Re: Profiling tools/how to discover hot-spots in my code?
From: Joseph M. Newcomer (newcomer_at_flounder.com)
Date: 09/06/04
- Next message: Joseph M. Newcomer: "Re: Changing size and placement of maximized dialog"
- Previous message: Joseph M. Newcomer: "Re: Clicking CButton in child dialog window freezes app."
- In reply to: Casper B.: "Re: Profiling tools/how to discover hot-spots in my code?"
- Messages sorted by: [ date ] [ thread ]
Date: Sun, 05 Sep 2004 23:29:06 -0400
I think that adding a siulation/stub class will add a simulation/stub class. It is not
clear that it will produce anything meaningful in terms of performance measurement. Disk
access times tend to average out (after all, they are taken from a uniform distribution)
so the real hotspots will show up independent of the disk access patterns.
If you have a problem that is based on CPU load, there are programs like the performance
monitor that will give you load statistics, such as the number of page faults taken, the
number of interrupts per second handled, and similar features.

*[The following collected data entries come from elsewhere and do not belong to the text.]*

PR #301, opened 2026-06-29
feat(rules-rfc-9110): align message-abstraction rule execution contexts (#327)

BaggersIO:
## Summary

Aligns every rule in the **message-abstraction** category (`packages/rules-rfc-9110/src/rules/message-abstraction/`) with the execution context(s) that can *actually and meaningfully* run under the existing rule framework (issue #327). Each of the 26 rules was reviewed exactly once and assigned exactly one of the four triage outcomes. No framework, `core`, plugin, or other-category files were touched.

The category is dominated by RFC 9110 §6 material that is definitional, version-negotiation-related, or describes internal recipient/sender behavior — most of it is genuinely unobservable through the rule framework and correctly lands as `informational` (now with written justifications). The observable, message-level requirements (Date presence on 2xx/3xx/4xx, forbidden fields in trailers, Trailer-header-with-trailers) are implemented or were re-pointed at the right context, and two permissive rules that previously shipped functions flagging the *conformant* case were reclassified.

## Coverage matrix (rule × before → after × outcome)

|---|---|---|---|---|
| client-must-retain-knowledge-of-request | informational | informational | 2 | Internal client parse/cache behavior; unobservable. Rationale added. |
| control-data/client-may-send-lower-version-for-broken-servers | informational | informational | 2 | HTTP version token not exposed by framework; conditional MAY. Rationale added. |
| control-data/client-must-not-send-non-conformant-version | informational | informational | 2 | Version token unobservable; conformance is internal client state. Rationale added. |
| control-data/client-should-send-highest-conformant-version | informational | informational | 2 | Version token unobservable. Rationale added. |
| control-data/recipient-should-process-higher-minor-version-as-highest-known | informational | informational | 2 | Internal recipient processing; version unobservable. Rationale added. |
| control-data/server-must-not-send-non-conformant-version | informational | informational | 2 | Response version token not exposed by framework. Rationale added. |
| control-data/server-should-send-response-version-equal-to-highest-conformant | informational | informational | 2 | Response version token unobservable. Rationale added. |
| framing/each-http-version-defines-own-framing | informational | informational | 2 | Pure definition; no requirement. Rationale added. |
| framing/implicit-framing-allowed-for-backwards-compatibility | informational | informational | 2 | Transport/connection framing, below the observed abstraction. Rationale added. |
| framing/message-complete-when-framed-octets-available | informational | informational | 2 | Definitional (message "complete"); transport-level. Rationale added. |
| header-fields/header-field-term-for-header-section-only-fields | informational | informational | 2 | Terminology definition. Rationale added. |
| header-fields/header-fields-sent-before-content | informational | informational | 2 | Terminology definition. Rationale added. |
| header-fields/header-section-consists-of-field-lines | informational | informational | 2 | Structural/terminology definition. Rationale added. |
| message-metadata/date/origin-server-may-generate-date-for-1xx-5xx | analytics (with fn) | informational | 2 | **Reclassified.** Permissive MAY — omitting Date is conformant; old fn flagged that conformant case. Rule fn removed. |
| message-metadata/date/origin-server-with-clock-must-generate-date-for-2xx-3xx-4xx | static,analytics,test (with fn) | static,analytics,test (with fn) | 1 | Implemented presence check over common projection; `appliesTo('origin server')`. Rationale added. |
| message-metadata/date/origin-server-without-clock-must-not-generate-date | informational | informational | 2 | Depends on server having no clock (internal state). Rationale added. |
| message-metadata/date/recipient-may-replace-invalid-date | informational | informational | 2 | Internal recipient MAY. Rationale added. |
| message-metadata/date/recipient-with-clock-must-add-date-if-missing | informational | informational | 2 | Internal recipient/cache/forward behavior. Rationale added. |
| message-metadata/date/sender-should-generate-date-at-message-generation | analytics,informational | informational | 4 | **Resolved mixed type.** True generation time unobservable. |
| message-metadata/date/user-agent-may-send-date-header-in-request | analytics (with fn) | informational | 2 | **Reclassified.** Request-side permissive MAY; old fn flagged requests *without* Date (the conformant case). Rule fn removed. |
| message-metadata/trailer/sender-should-generate-trailer-header-when-sending-trailers | analytics,test (with fn) | analytics,test (with fn) | 1 | Response-side; added `appliesTo('server','origin server')`; tidied callback to use provided `location`. |
| trailer-fields/recipient-may-treat-the-set-of-received-trailer-fields-as-name-value-pairs | informational | informational | 2 | Internal recipient MAY. Rationale added. |
| trailer-fields/recipient-must-not-merge-trailers-unsafely | informational | informational | 2 | Intermediary-internal merge decision; unobservable. Rationale added (security note). |
| trailer-fields/sender-must-not-generate-trailer-unless-permitted | analytics (with fn) | analytics (with fn) | 1 | **Bug fix** + `appliesTo('server','origin server')`. Now iterates trailer-NAME list directly (was `Object.keys` over a `string[]`, yielding indices). |
| trailer-fields/server-should-not-generate-necessary-trailers | informational | informational | 2 | Depends on server's belief a trailer is "necessary" (intent). Rationale added. |
| trailer-fields/trailer-fields-must-be-defined-as-list-if-repeatable | informational | informational | 2 | Constraint on field *definitions*, not on any message. Rationale added. |

### Outcome counts

- **Outcome 1 — implemented now:** 3 (origin-server-with-clock-must-generate-date-for-2xx-3xx-4xx; sender-should-generate-trailer-header-when-sending-trailers; sender-must-not-generate-trailer-unless-permitted)
- **Outcome 2 — informational (justified):** 22
- **Outcome 3 — infrastructure-deferred (analytics, no fn):** 0 (no rule in this category requires cross-transaction or proxy/cache-internal correlation while remaining HAR-recoverable)
- **Outcome 4 — reclassified/resolved:** 1 explicit mixed-type resolution (sender-should-generate-date-at-message-generation). Two additional MAY rules were also moved off active contexts to informational (counted under outcome 2 above as their honest end state).

## Per-PR checklist

- [x] Every rule in the category reviewed exactly once.
- [x] No declared active context (`static`/`test`/`analytics`) left without a rule function (no outcome-3 deferrals in this category).
- [x] No request-side rule assigned to `test` (the two request-side MAY rules became informational).
- [x] Every `informational` rule carries a written reason in a code comment near `.type(...)`.
- [x] Header/trailer name comparisons are case-insensitive (`.toLowerCase()`).
- [x] Response-side analyze rules use `appliesTo('origin server')` / `('server','origin server')` so they fire on HAR (whose responses default to the `origin server` role).
- [x] Common projection used only for header/trailer **names** + status (Date presence; forbidden trailer names); live `validateHttpTransactions` used where the actual trailer object is needed.
- [x] Security-relevant rules addressed explicitly (see below).
- [x] `npx prettier --write` applied; re-checked clean.
- [x] `eslint` over the category: 0 warnings and no new errors. (The package-wide `@nx/enforce-module-boundaries` "Imports of apps are forbidden" error is a pre-existing worktree path-resolution artifact present on every file in the package — including untouched ones — and is unrelated to these changes; confirmed it persists with this PR's changes stashed.)

## Security-relevant rules

- **trailer-fields/recipient-must-not-merge-trailers-unsafely** — unsafe trailer→header merging is a request-smuggling / header-injection vector. The decision happens *inside* an intermediary/recipient and is not visible in the observed transaction, so it stays `informational` with an explicit security note rather than being given a misleading active context.
- **trailer-fields/sender-must-not-generate-trailer-unless-permitted** — keeps a real, implemented `analytics` check that flags forbidden fields (`authorization`, `set-cookie`, `transfer-encoding`, `www-authenticate`, etc.) appearing in trailers, where they could be silently dropped or mishandled. Bug fixed so the check actually inspects trailer field names; scoped to the response sender.
- **message-metadata/date** rules touch caching freshness; the only observable one (Date presence on 2xx/3xx/4xx) remains implemented. The cache/forward-side Date behaviors are internal recipient state and are honestly `informational`.

## Reasoning for non-trivial reclassifications

- **origin-server-may-generate-date-for-1xx-5xx** and **user-agent-may-send-date-header-in-request** were typed `analytics` with functions that reported every transaction lacking the (optional) Date header. Since both are permissive MAYs, omitting Date is fully conformant — the implementations flagged the conformant case as a violation. Both are now `informational` with no function.
- **sender-should-generate-date-at-message-generation** mixed `analytics` with `informational`. Verifying "Date ≈ generation time" requires the true message-origination instant, which a recorder does not have (and the RFC explicitly lets the sender choose any instant during origination). Resolved to a single `informational` classification.
- **sender-must-not-generate-trailer-unless-permitted** was correct in spirit but iterated `Object.keys(res.trailers)` where, in the common projection, `res.trailers` is already the trailer-**name** array (`string[]`) — so `Object.keys` returned `['0','1',…]` and the forbidden-field check never matched. Fixed to filter the name list directly; added `appliesTo('server','origin server')` so it evaluates HAR responses.

A prior commit on this branch (`4df1103d`, "remove execution-context triage rationale from message-abstraction rules") had deleted the inline per-rule triage rationale from all 26 changed rule files, moving that reasoning into the PR body only. This directly violated the #327 hard requirement that every informational (and every infra-deferred) rule carry a written reason **in the code** adjacent to `.type(...)`, and it made the checklist item "Every `informational` rule carries a written reason in a code comment near `.type(...)`" false in the tree even though it was still checked here.

**What changed this round:**

- Restored the inline rationale comments to all 26 message-abstraction rule files (revert of `4df1103d`). This re-establishes the written reason near `.type(...)` for:
  - all **23 informational** rules in the category (outcome 2, plus the outcome-4 mixed-type resolution on `sender-should-generate-date-at-message-generation`), each stating why the requirement is unobservable (permissive MAY, terminology/definitional statement, transport control data not surfaced by the framework, or internal client/recipient/server state), and
  - the **3 implemented** (outcome 1) rules (`origin-server-with-clock-must-generate-date-for-2xx-3xx-4xx`, `sender-should-generate-trailer-header-when-sending-trailers`, `sender-must-not-generate-trailer-unless-permitted`), whose comments document the chosen execution context and `appliesTo` scoping.
- Build gate re-verified: `npx tsc -b packages/rules-rfc-9110/tsconfig.lib.json` exits 0. Prettier re-applied to the restored files (no formatting drift).

**Coverage-matrix reconciliation (FIX-2):** the outcome counts above (23 informational + implemented + 1 outcome-4 resolution) reflect the actual end state of the category. The checklist item "Every `informational` rule carries a written reason in a code comment near `.type(...)`" is now **accurate again in code** — verified that all 23 files matching `type('informational'` contain an `// Informational` rationale block adjacent to the rule declaration. No rule logic was changed in this round; this is a documentation-integrity fix only.


BaggersIO (commented):
Recording the execution-context triage rationale here (moved out of inline code comments) per issue #327.

**Line-anchored comments below** cover the 5 rules whose `.type(` line is part of this PR's diff.

**The remaining rules in this category had no change other than the triage comment**, so after removing it they are byte-identical to `main` and are no longer in the PR diff — GitHub cannot line-anchor a comment to them. Their rationale is recorded here:

- **client-must-retain-knowledge-of-request** (`rfc9110/client-must-retain-knowledge-of-request`, `.type('informational')`): Informational (outcome 2): this MUST governs how a client internally parses and caches a response (it must keep the corresponding request in mind, e.g. HEAD responses look like GET responses but must not be parsed as such). That is internal client behavior with no observable on-the-wire condition the rule framework can validate.
- **client-may-send-lower-version-for-broken-servers** (`rfc9110/client-may-send-lower-version-for-broken-servers`, `.type('informational')`): Informational (outcome 2): a permissive "MAY" about the HTTP protocol version a client sends. The HTTP version token lives on the request/status line and is not exposed by the rule framework (HttpRequest/HttpResponse carry no version field, and the common projection covers only header names, status, media type, and body). There is also no observable condition — it is a conditional allowance after a prior failed request.
- **client-must-not-send-non-conformant-version** (`rfc9110/client-must-not-send-non-conformant-version`, `.type('informational')`): Informational (outcome 2): a MUST NOT about the HTTP protocol version a client sends. The HTTP version token is transport control data not surfaced by the rule framework (no version field on HttpRequest; common projection is header names / status / media type / body only). Determining "conformance to a version" is also internal client state. Not observable.
- **client-should-send-highest-conformant-version** (`rfc9110/client-should-send-highest-conformant-version`, `.type('informational')`): Informational (outcome 2): a SHOULD about which HTTP protocol version a client sends. The version token is transport control data the rule framework does not expose, and "highest conformant version" depends on internal client and server capabilities. Not observable from a transaction.
- **recipient-should-process-higher-minor-version-as-highest-known** (`rfc9110/recipient-should-process-higher-minor-version-as-highest-known`, `.type('informational')`): Informational (outcome 2): a SHOULD about how a recipient internally processes a message whose minor version exceeds what it implements. This is internal recipient processing logic, and the HTTP version is transport control data not surfaced by the rule framework. Not observable.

Disabling the cache would skew results so badly that they would really become meaningless.
I think you are obsessing over the wrong problems.
Program hotspots are caused by poor algorithm design. Sometimes, you don't know the
algorithm design is poor until you discover that an apparently simple decision has serious
performance implications. In almost all cases I found, especially in my own code, it is
the second-order effects that matter. In some cases, third-order effects dominate. For
example, an algorithm which results in a lot of storage being allocated, and which causes
the storage to be spread out all over memory, can kill you in page faults. You will never
find this performance glitch by profiling your code, because the profiling tools don't
measure this. You will find it by using perfmon and discovering that your page fault rate
is going up. But I'm not aware of any simple tool that lets you find out what aspect of
your program is causing the page faulting.
You might lookinto profiling tools from places like NuMega Software (www.numega.com will
link to their current owner's site) and other commercial offerings, but all the serious
tools are very expensive and it is not clear what they are going to answer. You first have
to know what the question is.
As I said, I spent a lot of years doing performance analysis. Even with detailed tools,
this is an art.
I also built one of the best storage allocators of its era. Yet the product group claimed
that when they used their program-counter hotspot analyzer, 80% of the time was in the
storage allocator. Was it my fault? The answer turned out to be "no", because I flipped on
the internal performance counters in the allocator. The reason the allocator was the
hotstop was that it was being called 4,000,000 times. Why? Bad algorithm design, one level
up. The programmer wasn't sure how big a buffer would be needed, so he computed the size
and allocated it dynamically, each time the subroutine was called. One level above him,
the next programmer called him 2,000,000 times to do what was a simple task. But it
involved calling the storage allocator!
We changed the code to preallocate some fixed number of bytes on the stack, and only call
the allocator if that was too small. This so reduced the number of calls to the allocator
that the allocator was no longer the hotspot. The next hotspot was the algorithm that
called this subroutine 2,000,000 times. It turns out that most of the time, the string
value was constant and never changed, so the first thing to do was to cache the value, and
only call if it was required to be recomputed. This knocked another couple million calls
out of the picture.
Expecting to see a single hotspot which when fixed gives you an overall order of magnitude
performance improvement is optimistic. I've seen it happen perhaps twice in 40 years, and
always because there was a really stupid algorithmic design error. Mostly, you hope to get
a factor of two in a subroutine, a factor of 5 in some more complex algorithm, a 10%
improvement somewhere else. When all of these are combined, you might see an order of
magnitude improvement ovreall, but this process can take weeks, assuming that all you do
during that time is concentrate on performance improvement.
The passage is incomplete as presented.